Ariosto, hoje advogado bem-sucedido, refaz seu caminho de volta a Pau D’Arco, sua cidade natal, relembrando todos os tipos de emprego, as moradias e as experiências, até chegar e se estabelecer em Porto Alegre. Ele reconta a história da sua vida — para ele mesmo, e para seus leitores — e examina questões literárias, filosóficas e culturais, retornando a um ambiente de brutalidade, mas de muita união, onde se forjou o homem nas veias da terra.

Dia de matar porco é o primeiro romance publicado por Kiefer depois de um hiato de 12 anos sem lançar uma narrativa longa inédita. Leia trecho a seguir:

Toda narração, e especialmente a autobiográfica, como se pretende esta minha tentativa, é uma impostura. Uma coisa é o fato; outra, a sua construção linguística. O esfaqueamento de um porco é diferente da leitura e interpretação que se pode fazer sobre o esfaqueamento de um porco. No ato real, que depois de acontecido recolheu-se a sua eterna facticidade, houve apenas um porco, uma faca e um jovem insciente ainda do corte que a linguagem faz sobre o Universo. O porco era gordo, cevado havia meses, e forneceu proteína abundante para a família inteira por muitas semanas. A faca era afiada, de folha longa e ponta fina, e tinha um cabo de chifre de boi. Era usada para sangrar, raspar o pelo e cortar os nacos de carne branca. E o adolescente era imberbe, e passava os dias e as noites a sonhar com uma vida diferente, vida que ele só sabia existir pelas ondas da Rádio El Mondo, que lhe traziam devaneios e o inócuo conhecimento não vestido de experiência.

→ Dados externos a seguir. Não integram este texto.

PR #3030, opened 2017-01-03
Ansible module for modifying yaml idempotently.

kwoodson:


kwoodson:
@twiest @abutcher @sdodson,

Here is a yaml editor module that our operations team uses.  We have recently updated this module to use an external library for yaml.  We packaged it and placed it in our channels.  It is ruamel.yaml.  There is a longer explanation as to why we want to use this version and not the stdlib's yaml editor.  Here are just a couple of the reasons:
- PyYaml only supports yaml 1.1 which came out in [2004.] ( [pyyaml issue](http://pyyaml.org/ticket/139) )
- Round trip loading and dumping (preserves spaces, comments, etc)
- ruamel.yaml is actively being updated and developed

Please let me know what you guys think.

This is also an example of our build pattern.  Edits are made to the files under build/ and then build/generate.py is run to produce library/yedit.py.  This allows us to use the source files of yedit in other ansible code without having to install them on the hosts we manage.

This pull request is a result of our discussion in mid December.

tbielawa:
@kwoodson can you elaborate on, or describe with an example, of how people are expected to use this contribution? I see that is does things, I don't fully understand why and how it does things. Example, I don't understand if I could/should migrate an existing role to use this file-parts pattern or not. What's the suggested uses? How to use?

Thanks Kenny

kwoodson:
@tbielawa,

Sure thing Tim.

The purpose of the module is very simple as it attempts to modify yaml files.  We use it in lots different places inside of our operations team.  The context in which we use it depends on exactly what is needed.

Here are a few example playbooks that use it:
- https://github.com/openshift/openshift-tools/blob/294d6bcf9a80df73dfb9eb2fd6a541cd2f2e0ac8/ansible/roles/openshift_gcp_set_zone/tasks/main.yml#L34-L39
- https://github.com/openshift/openshift-tools/blob/b81b248660cce89cf8c097b1558eefc60fcba8d6/ansible/roles/openshift_aws_iam_cert/tasks/main.yml#L31-L35

This is the basis to a few of our ansible modules that we have written for v3.  I used yedit as a base class to model other objects like deploymentconfig, route, secret, etc.  Since they are just a yaml representation under the covers, it made sense to me to model them as a yedit object.  Examples of that are here:

https://github.com/openshift/openshift-tools/blob/stg/ansible/roles/lib_openshift_3.2/build/lib/route.py#L57

Now the build pattern shown here is something that I have used on our operations team's modules in order to facilitate building, deploying, sharing module code.  If you needed to use the src/yedit.py code (only the yaml modifying code and not the ansible bits) in another ansible module then you could easily include it and generate your module with it.

Is it required?  No but I would like to see teams build on shared code so that modules can share the useful bits and obey the DRY principle.   This pattern is something we can further discuss.  The other way we can get this same functionality is by packaging these utilities.  We have done this in places where it makes sense but backed away since our future plans include moving to atomic.

tbielawa:
> Is it required? No but I would like to see teams build on shared code so that modules can share the useful bits and obey the DRY principle. This pattern is something we can further discuss. The other way we can get this same functionality is by packaging these utilities. We have done this in places where it makes sense but backed away since our future plans include moving to atomic.

@kwoodson :+1:

roles/lib_utils/build/ansible/yedit.py
```diff
@@ -0,0 +1,147 @@
...
+        try:
+            inc_value = yaml.load(inc_value)
+        except Exception as _:
+            raise YeditException('Could not determine type of incoming value. value=[%s] vtype=[%s]' \
+                                 % (type(inc_value), vtype))
+
+    return inc_value
+
+# pylint: disable=too-many-branches
+def main():
```
twiest: Change to use the unit testing pattern and include the current set of yedit unit tests.

roles/lib_utils/build/ansible/yedit.py
```diff
@@ -0,0 +1,147 @@
+#pylint: skip-file
```
twiest: Re-do the hierarchy to be:

```
src/
    ansible/
    lib/
    class/
    test/
    doc/
    generate.py
    
library/yedit.py
```

roles/lib_utils/build/generate.py
```diff
@@ -0,0 +1,44 @@
...
+          "#    / __| __| \| | __| _ \  /_\_   _| __|   \\\n"        + \
+          "#   | (_ | _|| .` | _||   / / _ \| | | _|| |) |\n"        + \
+          "#    \___|___|_|\_|___|_|_\/_/_\_\_|_|___|___/_ _____\n"  + \
+          "#   |   \ / _ \  | \| |/ _ \_   _| | __|   \_ _|_   _|\n" + \
+          "#   | |) | (_) | | .` | (_) || |   | _|| |) | |  | |\n"   + \
+          "#   |___/ \___/  |_|\_|\___/ |_|   |___|___/___| |_|\n"
+
+OPENSHIFT_ANSIBLE_PATH = os.path.dirname(os.path.realpath(__file__))
+
+FILES = {'yedit.py':  ['doc/license', 'doc/yedit', 'src/base.py', 'src/yedit.py', 'ansible/yedit.py'],
```
tbielawa: This here, respectfully, no no no.

Let's move the **data** that the generator code uses to build artifacts out of the **code**. The way I see it, this should be a simple data (yaml) file that the generator implicitly defaults to reading, or is provided as an option or other form of input (Most likely just defaulting to reading the source data)

For example: https://gist.github.com/tbielawa/abc2dde72cc51eb2f1c6ff01b6c780b0#file-generator-sources-yaml

Another thought about this, some of those file selections in the array could be implicitly determined from the to-generate-file name if you define a specific pattern for doing so. That is to say, if your `{'yedit.py'}` entry is basically empty then all the default files are automatically included.

Ex: You're generating 'yedit.py' with no cat-files included in the list, then the license file is included automatically, if a 'doc/yedit' named doc file exists then it is included. The base.py is included automanually. The 'src/yedit.py' and ansible/yedit.py' files are included automatically.

You would basically have an easy-mode for generating new artifacts that meet a standard concatenation pattern. See gist below for example:

https://gist.github.com/tbielawa/abc2dde72cc51eb2f1c6ff01b6c780b0#file-easy-mode-generator-yaml

roles/lib_utils/src/generate.py
```diff
@@ -0,0 +1,44 @@
...
+          "#    / __| __| \| | __| _ \  /_\_   _| __|   \\\n"        + \
+          "#   | (_ | _|| .` | _||   / / _ \| | | _|| |) |\n"        + \
+          "#    \___|___|_|\_|___|_|_\/_/_\_\_|_|___|___/_ _____\n"  + \
+          "#   |   \ / _ \  | \| |/ _ \_   _| | __|   \_ _|_   _|\n" + \
+          "#   | |) | (_) | | .` | (_) || |   | _|| |) | |  | |\n"   + \
+          "#   |___/ \___/  |_|\_|\___/ |_|   |___|___/___| |_|\n"
+
+OPENSHIFT_ANSIBLE_PATH = os.path.dirname(os.path.realpath(__file__))
+
+FILES = {'yedit.py':  ['doc/license', 'doc/yedit', 'class/base.py', 'class/yedit.py', 'ansible/yedit.py'],
```
tbielawa: re-commenting because I somehow commented on an out-dated version before...

----

This here, respectfully, no no no.

Let's move the **data** that the generator code uses to build artifacts out of the **code**. The way I see it, this should be a simple data (yaml) file that the generator implicitly defaults to reading, or is provided as an option or other form of input (Most likely just defaulting to reading the source data)

For example: https://gist.github.com/tbielawa/abc2dde72cc51eb2f1c6ff01b6c780b0#file-generator-sources-yaml

Another thought about this, some of those file selections in the array could be implicitly determined from the to-generate-file name if you define a specific pattern for doing so. That is to say, if your `{'yedit.py'}` entry is basically empty then all the default files are automatically included.

Ex: You're generating 'yedit.py' with no cat-files included in the list, then the license file is included automatically, if a 'doc/yedit' named doc file exists then it is included. The base.py is included automanually. The 'src/yedit.py' and ansible/yedit.py' files are included automatically.

You would basically have an easy-mode for generating new artifacts that meet a standard concatenation pattern. See gist below for example:

https://gist.github.com/tbielawa/abc2dde72cc51eb2f1c6ff01b6c780b0#file-easy-mode-generator-yaml

roles/lib_utils/build/generate.py
tbielawa: Also, updated the gist w/ an example of using extra licenses, etc.
https://gist.github.com/tbielawa/abc2dde72cc51eb2f1c6ff01b6c780b0#file-generate-special-license-yaml

roles/lib_utils/src/generate.py
kwoodson: @tbielawa,

Thanks for the feedback.  I'm fine with moving the generated files into a yaml file.  I'm a fan of auto-generating but in this case I'm not because of a couple of reasons.  

1.   I'd like for everyone who comes in to understand the order in which the files are generated and attempt to be transparent about what is happening.

1. I want it to be flexible.  If there are certain libraries that require certain sources, I don't want all files getting them.  Thus being explicit is what I'd prefer. 

The overall suggestion of putting them into a yaml file is fine.  I put them into a dictionary structure so ultimately putting them into a yaml is better for readability and keeps the dictionary format.

tbielawa: @kwoodson Totally! That's perfectly reasonable, the explicit vs. implicit decision. :+1: 

Re: `i put them into a dictionary structure`, we're on the same page with this one. It just makes sense to abstract that data from the code :smiley_cat:

kwoodson:
@tbielawa @abutcher @sdodson @twiest 
All requested changes have been made.  Please update on your status.  Is this good to merge?

tbielawa:
@kwoodson the `py27-flake8` target is failing on (pretty much?) everything under `roles/lib_utils/`

https://travis-ci.org/openshift/openshift-ansible/jobs/189624227#L1148

May want to consider adding pylint overrides or ignore directives for file fragments and only run the tests on the compiled modules. Thoughts on that, folks?

kwoodson:
@tbielawa,

Thanks, I'll take a look.  We use pylint with different settings.  This passes our pylint.

Are these flake rules hardset?  Are we really only allowed 79 characters?  

As an operations team we set ours at 120 and voted on it as a team.  I'll follow your conventions but I would propose that this be visited at some point.

tbielawa:
@kwoodson I'm not seeing any errors (did I miss it?) about you having any lines which are too long. I double checked [our length setting](https://github.com/openshift/openshift-ansible/blob/master/git/.pylintrc#L283-L286) for pylint and it is set to 120 characters.

As a helpful hint, I *strongly urge you* to move to using the `make ci` command under the `utils` dir to test the python code. That will execute our CI tests exactly as Jenkins and Travis execute them.

I just did that on the `kwoodson/yaml_editor` branch, checked out on my local machine, and the pylint errors came back exactly as the results show in travis/jenkins. You can do that yourself in the future to save yourself the waiting period during the turn-around from when you push your commits to the PR and when CI finally executes them. You'll get the results back instantly w/out ever having to push anything to GitHub.

Also @kwoodson, we're all on the same team, so if you think that some of the pylint rules we have now could be changed we can talk/vote about it just like you did before. Our automated testing right now is in a lot of churn so it's the best time to get settings worked out :smiley_cat: 

I'm going to do a quick test to see if I can get the lint check to exclude the class fragments and only examine the compiled bits.

tbielawa:
I added two excludes to the `utils/tox.ini` file and it took the reported number of lint errors down from 167 to a more realistic 86:

```diff
diff --git a/utils/tox.ini b/utils/tox.ini
index 747d79d..825818e 100644
--- a/utils/tox.ini
+++ b/utils/tox.ini
@@ -12,6 +12,6 @@ deps =
     py35-flake8: flake8-bugbear
 
 commands =
-    flake8: flake8 --config=setup.cfg ../ --exclude="../utils,.tox,../inventory"
+    flake8: flake8 --config=setup.cfg ../ --exclude="../utils,.tox,../inventory,../roles/lib_utils/src/class,../roles/lib_utils/src/test/"
     flake8: python setup.py flake8
     unit: python setup.py nosetests
```

https://gist.github.com/tbielawa/f058d1f6f1060ad139623fdfa80e1516

tbielawa:
Now as for why it still reports this error

> ../roles/lib_utils/library/yedit.py:458:28: F841 local variable '_' is assigned to but never used

I must assume it's some wacky lint setting we have now. As you know, `_` is how you TELL python that something is expanding from a set and **is never used**. But a quick peek at the code is telling me that we're catching exceptions and using the `as FOO` syntax without a reason to.

```
[~/rhat/openshift/openshift-ansible/roles/lib_utils/library] 9:01:19  (yaml_editor⚡)
$ grep -E 'except \w+ as .*' yedit.py
        except Exception as err:
        except KeyError as _:
        except KeyError as _:
        except KeyError as _:
        except KeyError as _:
        except KeyError as _:
        except KeyError as _:
        except KeyError as _:
        except Exception as _:
```

A quick little `sed` will fix those up for you:

> sed -i -r 's/(except \w+)( as _)/\1/' yedit.py

kwoodson:
@tbielawa @abutcher,

I have fixed up the flake8 and the pylint messages.

abutcher:
@kwoodson could you rebase / push to trigger the tests to rekick? This branch doesn't currently have a `tox.ini` so we might see some inconsistencies post merge. Rebasing and running `tox` outputs these errors/warnings:

```
roles/lib_utils/src/test/integration/yedit_test.yml:
  18:6      error    wrong indentation: expected 6 but found 5  (indentation)
  22:1      warning  comment not indented like content  (comments-indentation)
  40:1      warning  comment not indented like content  (comments-indentation)
  62:1      warning  comment not indented like content  (comments-indentation)
  88:1      warning  comment not indented like content  (comments-indentation)
  109:1     warning  comment not indented like content  (comments-indentation)
  130:1     warning  comment not indented like content  (comments-indentation)
  153:1     warning  comment not indented like content  (comments-indentation)
  173:1     warning  comment not indented like content  (comments-indentation)
```

kwoodson:
@abutcher,

Rebased and pushed.

abutcher:
ok to test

Hoje, do alto desta colina artificial que é o edifício onde moro, o porco, a faca e o adolescente, transformados em cena literária, recobrem-se de inúmeras camadas de subjetividade. A minha, que conto esta história, inepto e reticente; a do leitor, que acrescenta a ela toda a sua carga de experiências, temores e desejos recalcados; e a da própria linguagem, que não é capaz de descrever com precisão sequer o voo de um colibri, quanto mais o sangramento de um porco. Nessa hora, todo memorialista reconhece a superioridade do teatro e do cinema sobre a linguagem escrita na tentativa de reproduzir o real. A cena de minha iniciação no mundo dos machos seria muito mais eficiente se convertida na filmagem de um ator fazendo de conta que ingressasse num chiqueiro e esfaqueasse um porco. Mesmo assim haveria muito espaço para a subjetividade do diretor, que filmaria deste ou daquele ângulo, do iluminador, do fotógrafo, do ator, e até do porco, porque na cena real não houve os holofotes e nem a movimentação de um set de filmagens. Mas o resultado para o espectador seria mais impactante, pois ele estaria vendo um porco esfaqueado.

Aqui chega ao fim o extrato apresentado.